Was he supposed to mourn her? He would have to put on a show of grief, for appearances were everything in the world of an aristocratic pure-blood. That was one of the hard lessons he'd learned as a naïve child coming to Hogwarts, because his mother hadn't taught him how to behave in a manner befitting his station. He'd had to carefully study the code of conduct that came so naturally to his peers, because she hadn't taught him anything.
It wasn't that he hated her. She'd never been cruel to him – she just hadn't been a presence in his life for far too long. If he were honest with himself (and Phineas was always honest with himself, however much he might dissemble to others), Ella Black's death would change very little about his life, and so it was hard to grieve her passing.
She'd died on the eighteenth of March. On the twentieth, Phineas and his sisters were allowed to Floo home from Headmistress Mole's office. Nurse Blanchett met them in the drawing room – which she didn't really have permission to enter, but he let it pass under the circumstances – and as house-elves bustled around them, taking their bags and promising to cook lunch, the three of them headed upstairs to their mother's room.
She'd been tiny in life, and in death she was smaller still. The sheets had been drawn up over her face, but the shrunken outline of her body was clearly visible beneath them. Her fair hair looked almost white against the black silk of the pillowcase.

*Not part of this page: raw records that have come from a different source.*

Issue #1853, opened 2024-04-13
 "undefined" is not valid JSON at JSON.parse in createInertiaApp()


whatnotery:
### Version:

- `@inertiajs/svelte` version: 1.0.15

### Describe the problem:

I am trying to setup a rails application with inertia and svelte

I've got  the following files set-up as  per the documentation however it will not render the svelte component it errors in the console with this message:

```
Uncaught (in promise) SyntaxError: "undefined" is not valid JSON
    at JSON.parse (<anonymous>)
    at createInertiaApp (@inertiajs_svelte.js?v=5b546d2f:5036:37)
    at application.js:3:1
```

I saw this error referenced in #1358 as well although I'm not sure they're directly related if anyone has insight on how to resolve this I'd appreciate it

*app/frontend/entrypoints/application.js*
```js
import { createInertiaApp } from '@inertiajs/svelte'

createInertiaApp({
  resolve: name => {
    const pages = import.meta.glob('./Pages/**/*.svelte', { eager: true })
    return pages[`./Pages/${name}.svelte`]
  },
  setup({ el, app, props }) {
    new app({ target: el, props })
  },
})
```
*config/routes.rb*
```ruby
Rails.application.routes.draw do  
  root "static#home"
end
```

*app/controllers/static_controller.rb*
```ruby
class StaticController < ApplicationController
    def home
      render inertia: 'app'
    end
  end
```
*app/views/layouts/application.html.erb*
```erb
<!DOCTYPE html>
<head>
    <%= vite_client_tag %>
    <%= vite_javascript_tag "application", defer: true %>
</head>
<body>
    <div id="app">
    </div>
</body>
```

*app/frontend/pages/app.svelte*
```html
<h1>Hello World!</h1>
<p>This is the App component</p>
```

### Steps to reproduce:

setup a rails/inertia/svelte app
with the preceding set up

whatnotery:
This was error on my part and I have resolved this

alexmillman23:
> This was error on my part and I have resolved this

thanks for the detailed response

whatnotery:
I'm sorry I've upset so many people, I just kept trying to things till it worked out and don't fully understand what I did to resolve things I can link to the repo where I resolved the issue so people can dig into it themselves

whatnotery:
https://github.com/whatnotery/MovieFinder.club/blob/main/app/frontend/entrypoints/application.js

alexmillman23:
[...]

PR #2289, opened 2025-04-01
Allow better missed root handling

skryukov:
This PR ports existing logic from svelte adapter to the react and vue adapter to allow graceful handling for non-inertia pages:

before:
```js
const rootId = 'app'

if (document.getElementById(rootId)) {
  void createInertiaApp({
    id: rootId,
   //...
  })
}
```

after:
```js
void createInertiaApp({
  setup({ el, App, props }) {
    if (el) {...}
  }
})
```

### DIFF
--- a/packages/react/src/createInertiaApp.ts
+++ b/packages/react/src/createInertiaApp.ts
@@ -45,7 +45,7 @@ type InertiaAppOptionsForCSR<SharedProps extends PageProps> = BaseInertiaAppOpti
         includeCSS?: boolean
         showSpinner?: boolean
       }
-  setup(options: SetupOptions<HTMLElement, SharedProps>): CreateInertiaAppSetupReturnType
+  setup(options: SetupOptions<HTMLElement | null, SharedProps>): CreateInertiaAppSetupReturnType
 }
 
 type CreateInertiaAppSSRContent = { head: string[]; body: string }
@@ -76,7 +76,7 @@ export default async function createInertiaApp<SharedProps extends PageProps = P
 > {
   const isServer = typeof window === 'undefined'
   const el = isServer ? null : document.getElementById(id)
-  const initialPage = page || JSON.parse(el.dataset.page)
+  const initialPage = page || JSON.parse(el?.dataset.page || '{}')
   // @ts-expect-error
   const resolveComponent = (name) => Promise.resolve(resolve(name)).then((module) => module.default || module)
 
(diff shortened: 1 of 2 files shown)


joetannenbaum:
Looks good, thank you!

RobertBoes:
@joetannenbaum Not sure if I'm reading this change correctly, but does this mean when someone makes a mistake in their setup, it will now just silently fail as if everything works correctly? Seems like, when the element doesn't exist, or the data prop isn't present it would fallback to an empty object. This means the page would render without issues, except now the props are empty.

I've helped countless people on Discord, a fairly common issue was due to the div not rendering properly. For example by overriding the root element (https://inertiajs.com/client-side-setup#defining-a-root-element), while only being done at either the frontend or the backend. Now, with this change, there wouldn't be an error, making it extremely difficult to debug, both as an outsider helping someone or someone being new to Inertia.

skryukov:
@RobertBoes Thanks for your guidance, much appreciated!

For React, users will now see a much more descriptive error: `Target container is not a DOM element.` However, for Vue — you're absolutely right, this change causes it to silently ignore `mount(undefined)`. Instead of reverting, we can add a descriptive error or warning log when the root element is not found. wdyt?

RobertBoes:
> @RobertBoes Thanks for your guidance, much appreciated!
> 
> For React, users will now see a much more descriptive error: `Target container is not a DOM element.` However, for Vue — you're absolutely right, this change causes it to silently ignore `mount(undefined)`. Instead of reverting, we can add a descriptive error or warning log when the root element is not found. wdyt?

It would also be pretty much impossible to debug mistakes like this: https://github.com/inertiajs/inertia/issues/1853#issuecomment-2383753846
With this change it will fail silently, as the element exists. The JSON can't be parsed (since it's not present), but it falls back to an empty object. Thus the page will render without any noticeable issues, while the page props aren't populated.

skryukov:
I'd say that it's a different case—I would throw an error right away, smth like: `'Element with ID "app" has been found, but it doesn't contain the Inertia data prop. Make sure you don't have multiple DOM elements with the same ID.'`.

joetannenbaum:
Thought about this a lot, I think I didn't call this one right and I'm going to side with @RobertBoes here. The biggest gain we're getting is just moving an `if` statement from outside to inside, and I think it creates more accidental footguns for folks. 

At some point I'll remove it from the Svelte adapter as well, but that would be a breaking change, so holding off for now.

Thank you for your work on this PR @skryukov, I appreciate it.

Seeing the body, Iola, who'd been red-eyed and pale since getting the news, started to cry again: heaving, gulping sobs that echoed in the high-ceilinged bedroom. Elladora's face was still and composed. She met Phineas' eyes across the bed, and in her own there was a silent question: What do we do now?
They had important exams looming terrifyingly soon. They'd left school a week before the Easter holidays, and now they were all alone in the great house Phineas had tried so hard to modernise. There would be a will to be handled, and maybe they should contact their mother's family, although Phineas knew nothing about them beyond their name. He was eighteen years old and responsible for organising a funeral.
It was easy to blame his mother for that, too.